Due to the long history of cultivation and dispersal of Z. mauritiana, the species occupies a large geographical area (Hooker, 1875; Macoboy, 1982; Pareek, 1983; Parsons & Cuthbertson, 1992). Whilst it is generally reported that Z. mauritiana is native to the Indo-Malaysian region, which extends from the Indian subcontinent to Southeast Asia, Malaysia and Western Indonesia; and it has also been reported to be native to East Africa (Gupta, 1993; Navie, 2004; Pareek, 1983; Parsons & Cuthbertson, 1992). In these regions, Z. mauritiana is often found growing as a horticulturally important plant or a wild growing plant that has escaped cultivation (Anderson, 1993; Jamadar et al., 2009; Navie, 2004). It can be found growing across a wide range of regions from arid and semi-arid landscapes to areas with altitudes of up to 1500 m (Gupta, 1993; Hocking, 1993).

6.2 Introduced regions

As previously noted, Z. mauritiana has been widely introduced to several countries around the world due to its agricultural and horticultural importance and reported pharmaceutical properties (Oshima et al., 2015; Paudel et al., 2023; Prakash et al., 2021; Wunderlin et al., 2021). As a consequence, the species can now be found growing as a cultivated crop or a wild-growing plant across Africa, Asia, North and South America and Oceania (Figure 2). In particular, Z. mauritiana has now been reported as an invasive plant and has spread across several regions within Australia, Egypt, Fiji, Kenya, Iran, Italy, Malaysia, Mozambique, Myanmar, Papua New Guinea, Philippines, Senegal, Spain, Syria, the USA, Zambia and Zimbabwe (Oshima et al., 2015; Pareek, 1983; Weeds Australia, 2023; Wunderlin et al., 2021). The exact year of introduction into these countries is often unknown, although it is believed that the species was introduced into many of these countries during the late 1800s to early 1900s (Weeds Australia, 2023).

With reference to Australia, Z. mauritiana was purposely introduced into several mining towns across the Northern Territory, Western Australia and Queensland, as a cheap and easy-to-grow food resource (Anderson, 1993; Calvert, 1999; Kleinschmidt & Johnson, 1987). Soon after its introduction, the species was reported to quickly and uncontrollably spread and infest an area of approximately 200 000 ha (Grice, 1998; Hussey et al., 1997; Weeds Australia, 2023). Although Z. mauritiana is mostly restricted to tropical Australia or along waterways, its spread to other regions has been facilitated by a wide diversity of animals that feed on its fruit and unintentionally disperse its seeds across the landscape (Grice, 1996; Hussey et al., 1997; Parsons & Cuthbertson, 1992; Smith, 1957; Weeds Australia, 2023; Wilson, 2000).
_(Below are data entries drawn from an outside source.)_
PR #765, opened 2025-02-27
[Content-Scope-Scripts] Upgrade to 7.2.2

dbajpeyi:
**Reviewer:** 
**Asana:**


src/device-interface.d.ts
```diff
@@ -100,9 +100,9 @@ interface GlobalConfig {
     secret: string;
     supportsTopFrame: boolean;
     hasModernWebkitAPI: boolean;
-    contentScope: Record<string, any> | null;
-    userUnprotectedDomains: string[] | null;
-    userPreferences: Record<string, any> | null;
+    contentScope: import('@duckduckgo/content-scope-scripts/injected/src/utils').RemoteConfig;
```
dbajpeyi, line 103: I tried importing the zod types but those were not so good. Will dig into it why! This is not a bad alternative otherwise.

Within Ethiopia, Fiji, Zambia, Zimbabwe and several countries across South-East Asia, Z. mauritiana commonly invades agricultural landscapes, roadsides and disturbed areas (Mungate et al., 2018). It is believed that many of the waste products of the fruit, which include its inedible seed, are thrown out, and often establish along roadsides and wastelands (Grice, 1996; Mungate et al., 2018). Z. mauritiana has been reported as one of the earliest domesticated fruit trees around the world and was commonly introduced to several remote mining towns as a cheap and easy-to-grow food resource (Mungate et al., 2018; Paudel et al., 2023).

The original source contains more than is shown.